Et "la relance mondiale après la pandémie doit aller au-delà des dépenses d'urgence et des investissements dans les infrastructures", a déclaré de son côté Mme Grynspan. Seule une réforme permettra de lutter contre les inégalités, ainsi que les crises environnementales et climatique, dit-elle.

Appel à davantage collaborer

Selon l'agence onusienne, un développement équitable ne sera pas possible en cas d'austérité, d'allègement des règles du marché du travail ou d'accords de commerce et d'investissement inégaux. L'économie mondiale resterait alors en difficulté jusqu'en 2030.

Et les pays en développement seraient les plus affectés. Outre une vaccination plus équitable contre le coronavirus, la CNUCED appelle à nouveau à un allègement concerté de la dette, voire une annulation dans certains cas, et une réévaluation du rôle de la politique budgétaire.
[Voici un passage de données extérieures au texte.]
PR #1090, opened 2016-02-23
Update HTML attributes syntax

AntonKhorev:
Couple of fixes for XML with test cases:

* unquoted attributes can contain slash
* can have spaces around `=` in attribute definition

See [attribute syntax in HTML spec](https://www.w3.org/TR/html5/syntax.html#attributes-0)


isagalaev:
Thanks! I love comprehensive markup tests that make sense :-)

Issue #1086, opened 2016-02-19
Provide access to a parse tree as an alternative to HTML output


derhuerst:
I've just had a quick look at hightlight.js and didn't any discussion on this. So forgive me if this is not the right place or has already been discussed.

**I'd like to propose to make highlight.js more generally usable, or at least pull out the core highlighting logic to make it independent from the output format.** Just like the famous [Pygments has formatters](http://pygments.org/docs/formatters/), the HTML generation would be done by a separate module/package.

highlight.js seems to be the de factor standard from syntax highlighting, even among porject not related to HTML/browsers. See [the slap editor](https://github.com/slap-editor/editor-widget/blob/master/lib/highlight/server.js) and [hicat](https://github.com/derhuerst/hicat/blob/master/index.js) for examples: Both use it and later on manually walk/manipulate the HTML generated by highlight.js.

In the world of lightweight do-one-thing NPM packages, it would make sense to split highlight.js into two parts, **one generating an treeish object representation** (possibly streaming), and **the second generating HTML from it**.

isagalaev:
This idea is hanging in the air for a while. It's never been a priority as it lacked real use-cases, but now as you mentioned those two it makes very real sense. Another problem is that in one or two attempts at doing this it was done as a part of bigger (and controversial) refactorings of the whole core library, so it haven't got merged. I will probably get to it myself eventually, but if you'd fancy giving it a try, I could give some guidance.

derhuerst:
> I will probably get to it myself eventually, but if you'd fancy giving it a try, I could give some guidance.

I'm having difficulties in understanding the inner workings of highlight.js, both because there is not a lot of documentation/comments and because the code is written in a really imperative jump-around way.

Also, it seems like HTML generation is really baked into the core of highlight.js.

isagalaev:
Yes, it was deliberately done so in the past to squeeze the code size as much as possible. Currently this "optimization target" is much less desirable and that's why I'm all for refactoring this.

I'll do a short writeup about the architecture of the core to make it more comprehensible.

derhuerst:
> I'll do a short writeup about the architecture of the core to make it more comprehensible.

This sounds great, especially since there seems to be no render-agnostic snytax highlighter in JavaScript land right now.

isagalaev:
> I'll do a short writeup about the architecture of the core to make it more comprehensible.

[...]

PR #1094, opened 2016-02-26
Allow `className` to be configured via functions

izaakschroeder:
Previously `hljs` had fixed rules for injecting classes into markup – no longer! You can now control exactly what classes get generated based on language, mode or keyword. This functionality is useful if you use CSS modules and do not wish to pollute the global CSS namespace. It also means that `classPrefix` isn't strictly necessary anymore – you can generate the names however you like.

### DIFF
--- a/AUTHORS.en.txt
+++ b/AUTHORS.en.txt
@@ -208,3 +208,4 @@ Contributors:
 - Denis Ciccale <dciccale@gmail.com>
 - Michael Johnston <lastobelus@gmail.com>
 - Taras <oxdef@oxdef.info>
+- Izaak Schroeder <izaak.schroeder@gmail.com>
--- a/src/highlight.js
+++ b/src/highlight.js
@@ -445,7 +445,7 @@ https://highlightjs.org/
           }
         }
         do {
-          if (top.className) {
+          if (options.className.mode(top)) {
             result += '</span>';
           }
           if (!top.skip) {
--- a/src/highlight.js
+++ b/src/highlight.js
@@ -30,20 +30,11 @@ https://highlightjs.org/
 
   /* Utility functions */
 
-  function getClassNameForMode(mode) {
-    return mode.className ? options.classPrefix + mode.className : null;
-  }
-
-  function getClassNameForLanguage(language) {
-    return language ? language : null;
-  }
-
-  function getClassNameForKeyword(keyword) {
-    return options.classPrefix + keyword;
-  }
-
-  function getClassNameDefault() {
-    return 'hljs';
+  function getClassName(existing, type) {
+    if (type === 'mode' || type === 'keyword') {
+      return options.classPrefix + existing;
+    }
+    return existing;
   }
 
   function escape(value) {
@@ -355,7 +346,7 @@ https://highlightjs.org/
         var className;
         if (keyword_match) {
           relevance += keyword_match[1];
-          className = options.className.keyword(keyword_match[0], keyword_match[1]);
+          className = options.className(keyword_match[0], 'keyword', keyword_match[1]);
           if (className) {
             result += buildSpan(className, escape(match[0]));
           } else {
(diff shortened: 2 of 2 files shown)


isagalaev:
Hello Izaak! While I can certainly see the appeal of this idea, this is something that we deliberately don't want to do. The reason for this is explained in #348, which was a large refactoring we did recently to enforce a limited set of class names. And this how highlight.js is going to live from now on.

izaakschroeder:
@isagalaev I think this still fits in alright? My aim is mostly not to let _language authors_ pick whatever names they want, but to allow library consumers to transform the local set of available names.

izaakschroeder:
Happy to consider other strategies for making CSS modules work :smile: this seemed like the least intrusive.

izaakschroeder:
I'd be open to having a `transformClassName` if that sounds safer, where it just maps an existing class name to some new class name; the current strategy just seemed more general.

izaakschroeder:
```javascript
onmessage = ({data: {code, language, styles}}) => {
  hljs.configure({
    tabReplace: '  ',
    className: {
      default: () => null,
      language: () => null,
      mode: (mode) => {
        console.log('GOT MODE', mode);
        return styles[mode.className];
      },
      keyword: (keyword) => {
        console.log('GOT KEYWORD', keyword);
        return null;
      },
    },
  });
  require('bundle!highlight.js/build/node/lib/languages/' + language)((data) => {
    if (!hljs.getLanguage(language)) {
      hljs.registerLanguage(language, data);
    }
    const result = hljs.highlight(language, code, true);
    postMessage(result);
  });
};
```

is what I am using now.

isagalaev:
Ah, I've got your motivation this time :-) I'll have to think about it a bit more. It may be better to first refactor the library to separate tree building from rendering (something we're about to do in #1086) , and then let users to customize the HTML renderer in this way.

izaakschroeder:
I am totally happy with having a totally customizable renderer which sounds great! :smile: I think this is a reasonable stop-gap solution in the interim though? It doesn't break anything and keeps all existing behaviour as-is?

izaakschroeder:
I'm also super open and happy to making the API a little nicer.

isagalaev:
As a stop-gap, it's simpler to just keep it in your fork in whatever way you most like it. I wouldn't want to first merge it and then have to immediately rewrite it heavily during that refactoring. Our core is hairy enough, no need to make it more complex :-)

izaakschroeder:
Complexity reduced! It's actually pretty painful to keep externals in `npm` due to needing funny `postinstall` scripts and other such things to ensure source dependencies get built properly. :sob:

izaakschroeder:
À la:

```javascript
onmessage = ({data: {code, language, styles}}) => {
  hljs.configure({
    tabReplace: '  ',
    className: (item) => styles[item],
  });
  require('bundle!highlight.js/build/node/lib/languages/' + language)((data) => {
    if (!hljs.getLanguage(language)) {
      hljs.registerLanguage(language, data);
    }
    const result = hljs.highlight(language, code, true);
    postMessage(result);
  });
};
```

izaakschroeder:
Any other thoughts? :smile:

isagalaev:
I still haven't got around this issue. I can only dedicate about one day a week to highlight.js these days, and some weeks don't even get that. (My suggestion to use a fork in the mean time is very practical, the project simply can't change very fast.)

isagalaev:
Back to the issue! I've been thinking a lot about all the little things around this feature and I do find it useful, as there were a few requests about having different styling for different snippets on one page. Here are my current thoughts on the actual design:

- `options.classFunc` is a configurable callback returning a class name based on some context, which is by default just a base class name.

- By default `options.classFunc` should be `function(className) {return options.classPrefix + className}`. Having this default should allow us not to drop conditional logic in `buildSpan` and simply call the function.

- The distinction between language name classes and other classes is irrelevant by now and we can drop it (we may even drop generating language-specific `<span>`s in the future altogether).

- The distinction between keywords and modes should not concern style authors either.

@izaakschroeder do you think this would work with your use case with CSS modules (I think it should). If yes, do you think you could take it on and re-implement it this way?

isagalaev:
Have to close it due to inactivity and the lack of bandwidth from my side to work on it.

pa-nam:
@izaakschroeder Totally agree with you about customizing the className, especially with data like keyword and mode. Having this feature would be a lot of nicer. Will take a deeper look at your pull.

Elle demande une plus grande collaboration entre les économies très importantes. Elle estime que la hausse des prix des denrées alimentaires pourrait constituer une menace sérieuse pour les populations vulnérables des pays en développement.

Le commerce international s'est redressé, après un recul de 5,6% l'année dernière. Le ralentissement s'est avéré moins fort que prévu. La CNUCED prévoit cette année une croissance réelle du commerce mondial de 9,5%.